The proposed LGH-Penn Medicine deal would unite two of the biggest health care systems in the state.

The resulting system would still be dwarfed by Pennsylvania’s biggest regional supersystem, though.

If the FTC — and the federal Department of Justice, and the Pennsylvania Attorney General’s office, which also have to sign off on mergers — gives the go-ahead, the Penn-LGH system would boast more than 2,500 beds, 31,000 employees, and annual revenue of nearly $6 billion.

That figure would still be far below the $11.4 billion generated by UPMC, the University of Pittsburgh Medical Center, which itself has gobbled up several regional heath care systems and hospitals, expanding its geographic reach.

Other huge deals are in the works in Pennsylvania. Pinnacle Health and Penn State Hershey Medical Center are set to merge, pending regulatory approval. That deal would create a system with some $2 billion in combined annual revenue. Penn State Hershey also announced in January it would acquire Reading-based St. Joseph Regional Health Network.

None of the deals have attracted regulatory scrutiny. And the vast majority of these transactions are allowed to proceed after the FTC and Department of Justice have done a preliminary review, said FTC spokeswoman Elizabeth Lordan.

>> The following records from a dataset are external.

Issue #1958, opened 2024-03-06
Out-of-date connection strings when running three_data_hall


simenl:
### What happened?

When running with multiple `FoundationDBCluster` k8s resources, managing the same cluster, like in a [three_data_hall](https://github.com/FoundationDB/fdb-kubernetes-operator/blob/main/docs/manual/fault_domains.md#three-data-hall-replication) setup, a change to the connection string does not propagate to all `FoundationDBCluster` resources, leaving the connection string in the `FoundationDBCluster` resource status and the associated ConfigMap (cluster-file) out-of-date.

Foundationdb clients use the cluster-file (connection string) mounted from the ConfigMap. When the connection string is stale,  `status json` reports  `client.database_status.healthy: false`, with the message `Cluster file contents do not match current cluster connection string. Verify the cluster file and its parent directory are writable and that the cluster file has not been overwritten externally.`.

The issue resolves whenever the reconciliation loop of the out-of-date `FoundationDBCluster` is run again. This seems to require a trigger, such that there is no bound on how long they are out-of-date.

### What did you expect to happen?

An update to the connection string should eventually (within a few minutes) propagate to all `FoundationDBCluster` resources managing the cluster, and their associated ConfigMap.

### How can we reproduce it (as minimally and precisely as possible)?

Create a cluster with multiple `FoundationDBCluster` resource. E.g. by following the [three_data_hall example](https://github.com/FoundationDB/fdb-kubernetes-operator/tree/46534301cab561439e62647b89b15ad73963d86e/config/tests/three_data_hall).
Wait for it to reconcile.

Apply a change dummy change to _one_ of the `FoundationDBCluster` resources which triggers a change of coordinators (e.g. updating the node selector). The connection strings should be out-of-sync between the `FoundationDBCluster` resources (and ConfigMaps).

### FDB Kubernetes operator

v1.33.0

### Kubernetes version

1.26

### Cloud provider

Azure, GCP

johscheuer:
That issue probably happens for clients outside of the FDB Pods? I believe the issue is that the client cannot write to the mounted cluster file from the ConfigMap. It's better to copy the cluster file to a location where the client can write to, e.g. with an init container. If the client can write to the cluster file it should automatically update the cluster file when the coordinators change.

simenl:
> That issue probably happens for clients outside of the FDB Pods? I believe the issue is that the client cannot write to the mounted cluster file from the ConfigMap.

[...]

PR #1975, opened 2024-03-19
Improve documentation

johscheuer:
# Description

Updated a few sections in our documentation to improve the wording and the expectations.

## Type of change

- Documentation

## Discussion

-

## Testing

Not needed.

## Documentation

Updated.

## Follow-up

-

### DIFF
--- a/docs/manual/getting_started.md
+++ b/docs/manual/getting_started.md
@@ -19,7 +19,7 @@ You can see logs from the operator by running `kubectl logs -f -l app=fdb-kubern
 
 The example below will cover creating a cluster. All subsequent examples will assume that you have just created this cluster, and will cover an operation on this cluster.
 
-For more information on the fields you can define on the cluster resource, see the [go docs](https://godoc.org/github.com/FoundationDB/fdb-kubernetes-operator/pkg/apis/apps/v1beta2#FoundationDBCluster).
+For more information on the fields you can define on the cluster resource, see the [cluster spec docs](../cluster_spec.md).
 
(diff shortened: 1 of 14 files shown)


docs/manual/getting_started.md
```diff
@@ -74,18 +103,21 @@ spec:
             - name: FDB_CLUSTER_FILE
               value: /mnt/config-volume/cluster-file
             volumeMounts:
-            - name: config-volume
+            - name: shared-volume
               mountPath: /mnt/config-volume
```
nicmorales9, line 107: doesn't match the name above?

nicmorales9 (approved):
check the one question, but the changes look good to me! thanks

docs/manual/getting_started.md
johscheuer: The init container mounts the `config-volume` which is a `ConfigMap` and copies the cluster file into the `shared-volume` which is an `EmptyDir`. The reason for this is to make the cluster file writable by the client.

nicmorales9: yep that makes sense. It might be helpful to have a comment for those of us who always mix these things up

johscheuer: I'll add a comment in another PR, I still have to create a note on why the cluster file should always be copied and not directly be used by the application: https://github.com/FoundationDB/fdb-kubernetes-operator/issues/1958#issuecomment-1985554885.

nicmorales9: even better!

The agency main concern is whether mergers will substantially reduce competition. “Market concentration is definitely a consideration,” Lordan said. “But market concentration is only part of the picture.”

FTC’s new focus

Experts say FTC scrutiny has tended to focus on “horizontal mergers,” combinations in the same market where rivals are competing for patients. But “there have been an increasing number of cross-market mergers in recent years,” said Dafny, creating systems that span multiple markets. The FTC and Department of Justice are increasingly interested in these mergers, she said, because “what the evidence shows fairly convincingly is that on average, these acquisitions, when they’re not too far away and in-state, tend to lead to price increases.”

Several factors could drive the price hikes, she said. For example, a customer who lives in Lancaster but works in Philadelphia might want coverage at hospitals both here and there. Were those hospitals or health care systems to merge, they could have an advantage in negotiations with insurance companies.

Another factor might be the “common insurer” effect: “If you’re negotiating with the same insurer in different markets, when you’re under the same ownership it gives you extra leeway in where you take your margin” she said.

In other words, prices could rise in one market in order to keep them low in another. “Whether that kind of effect is something the antitrust laws can get at, I don’t know.”

Harder look?

But experts say the FTC’s interest seems piqued.

Mitchell Raup, an attorney with Polsinelli, a national firm with expertise in health care issues, told ModernHealthcare.com earlier this month that “this is a new area and it’s not clear where the FTC will go with this.. The FTC may take a harder look at it than you’d expect.”

Asked at last week’s press conference announcing the merger whether he expected the FTC to scrutinize the deal, Penn Medicine CEO Robert Muller said no. “Of the 15 biggest health systems in the country, this is the least concentrated market,” he said. “In just the area right around Philadelphia, there are 70 hospitals.”

While the FTC does not challenge many, the agency has litigated and won three hospital mergers in recent years, and experts say that’s sent a message that the agency  is taking more interest in such deals.

In the Chicago-area case, the agency requested more time and information to review the proposal. This so-called “second request” allows the commission an additional 30 days “to complete its review and take action if necessary,” said spokeswoman Lordan.

Officials at the Chicago-area hospitals say they’re undaunted. Lordan noted that after the 30-day period is up, the FTC could close the investigation, enter into a settlement with the companies, or take legal action in federal district court in order to block the deal from going forward.